Exercise directions: How many lines in the entries below contain the string "MarshallOfSound"? Reply with the number only.

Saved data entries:
*** Block opens ***

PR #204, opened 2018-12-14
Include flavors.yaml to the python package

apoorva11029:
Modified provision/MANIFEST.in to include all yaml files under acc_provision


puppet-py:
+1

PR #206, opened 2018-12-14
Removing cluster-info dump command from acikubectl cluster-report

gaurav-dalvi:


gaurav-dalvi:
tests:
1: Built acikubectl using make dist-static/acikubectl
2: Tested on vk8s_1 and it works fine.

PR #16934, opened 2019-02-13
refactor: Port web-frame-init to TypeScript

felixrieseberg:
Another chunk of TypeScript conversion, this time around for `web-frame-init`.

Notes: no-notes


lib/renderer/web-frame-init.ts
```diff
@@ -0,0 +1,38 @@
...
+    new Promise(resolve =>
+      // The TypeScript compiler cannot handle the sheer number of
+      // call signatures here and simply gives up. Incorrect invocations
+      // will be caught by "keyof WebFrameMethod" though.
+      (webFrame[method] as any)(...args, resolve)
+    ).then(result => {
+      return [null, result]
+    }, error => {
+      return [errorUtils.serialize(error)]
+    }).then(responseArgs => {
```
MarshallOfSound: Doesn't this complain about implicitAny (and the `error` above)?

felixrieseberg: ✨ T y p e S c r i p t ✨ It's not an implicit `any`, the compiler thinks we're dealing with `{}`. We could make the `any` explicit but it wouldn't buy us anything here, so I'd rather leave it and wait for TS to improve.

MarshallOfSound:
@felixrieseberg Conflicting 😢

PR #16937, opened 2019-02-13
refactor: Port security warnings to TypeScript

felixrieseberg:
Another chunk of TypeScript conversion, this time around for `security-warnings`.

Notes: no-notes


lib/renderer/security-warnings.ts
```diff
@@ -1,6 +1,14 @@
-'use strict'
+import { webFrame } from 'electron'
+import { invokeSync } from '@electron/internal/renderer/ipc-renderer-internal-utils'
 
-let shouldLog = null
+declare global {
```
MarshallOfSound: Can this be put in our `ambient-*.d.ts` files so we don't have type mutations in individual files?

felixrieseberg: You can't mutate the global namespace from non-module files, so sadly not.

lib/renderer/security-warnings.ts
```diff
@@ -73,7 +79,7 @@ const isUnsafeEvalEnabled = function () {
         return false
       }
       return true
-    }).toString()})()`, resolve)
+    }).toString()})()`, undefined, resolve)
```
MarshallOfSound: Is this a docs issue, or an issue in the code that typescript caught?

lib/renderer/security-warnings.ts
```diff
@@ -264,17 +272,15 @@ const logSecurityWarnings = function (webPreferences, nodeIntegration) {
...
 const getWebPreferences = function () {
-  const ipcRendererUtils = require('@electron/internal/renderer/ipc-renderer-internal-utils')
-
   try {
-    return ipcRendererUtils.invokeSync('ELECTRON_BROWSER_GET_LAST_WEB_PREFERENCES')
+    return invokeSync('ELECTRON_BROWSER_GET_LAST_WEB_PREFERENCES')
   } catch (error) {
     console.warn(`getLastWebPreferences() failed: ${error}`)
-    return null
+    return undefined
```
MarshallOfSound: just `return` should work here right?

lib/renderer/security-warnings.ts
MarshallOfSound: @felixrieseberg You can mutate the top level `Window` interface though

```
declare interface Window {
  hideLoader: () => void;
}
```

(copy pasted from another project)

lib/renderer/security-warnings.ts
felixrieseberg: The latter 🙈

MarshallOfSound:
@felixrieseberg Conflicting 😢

*** Block closes ***
*** Block opens ***

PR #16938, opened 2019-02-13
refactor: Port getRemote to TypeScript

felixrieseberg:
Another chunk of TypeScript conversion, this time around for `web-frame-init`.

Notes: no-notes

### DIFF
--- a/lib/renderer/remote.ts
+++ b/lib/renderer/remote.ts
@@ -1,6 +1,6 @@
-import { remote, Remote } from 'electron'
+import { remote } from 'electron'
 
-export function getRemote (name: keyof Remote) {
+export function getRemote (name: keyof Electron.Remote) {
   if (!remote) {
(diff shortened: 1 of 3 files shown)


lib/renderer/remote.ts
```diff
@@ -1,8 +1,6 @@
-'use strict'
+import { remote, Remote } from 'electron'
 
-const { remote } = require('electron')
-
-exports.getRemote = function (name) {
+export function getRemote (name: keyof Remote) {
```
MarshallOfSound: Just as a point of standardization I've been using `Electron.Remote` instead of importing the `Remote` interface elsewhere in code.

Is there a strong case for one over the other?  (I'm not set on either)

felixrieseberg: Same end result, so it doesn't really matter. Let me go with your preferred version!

*** Block closes ***
*** Block opens ***

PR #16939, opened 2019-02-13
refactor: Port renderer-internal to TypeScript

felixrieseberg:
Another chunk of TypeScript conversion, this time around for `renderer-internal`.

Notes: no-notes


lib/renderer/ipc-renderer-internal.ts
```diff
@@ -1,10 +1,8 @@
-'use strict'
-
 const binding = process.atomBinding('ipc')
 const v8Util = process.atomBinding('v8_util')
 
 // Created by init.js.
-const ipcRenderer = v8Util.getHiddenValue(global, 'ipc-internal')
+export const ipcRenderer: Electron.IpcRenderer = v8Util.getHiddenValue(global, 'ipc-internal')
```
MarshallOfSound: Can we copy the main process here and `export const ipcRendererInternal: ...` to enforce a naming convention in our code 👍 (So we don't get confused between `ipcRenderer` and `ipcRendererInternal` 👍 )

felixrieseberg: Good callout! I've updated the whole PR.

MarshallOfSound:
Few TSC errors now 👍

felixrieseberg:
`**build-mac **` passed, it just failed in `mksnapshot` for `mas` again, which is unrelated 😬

*** Block closes ***

Exercise solution: 10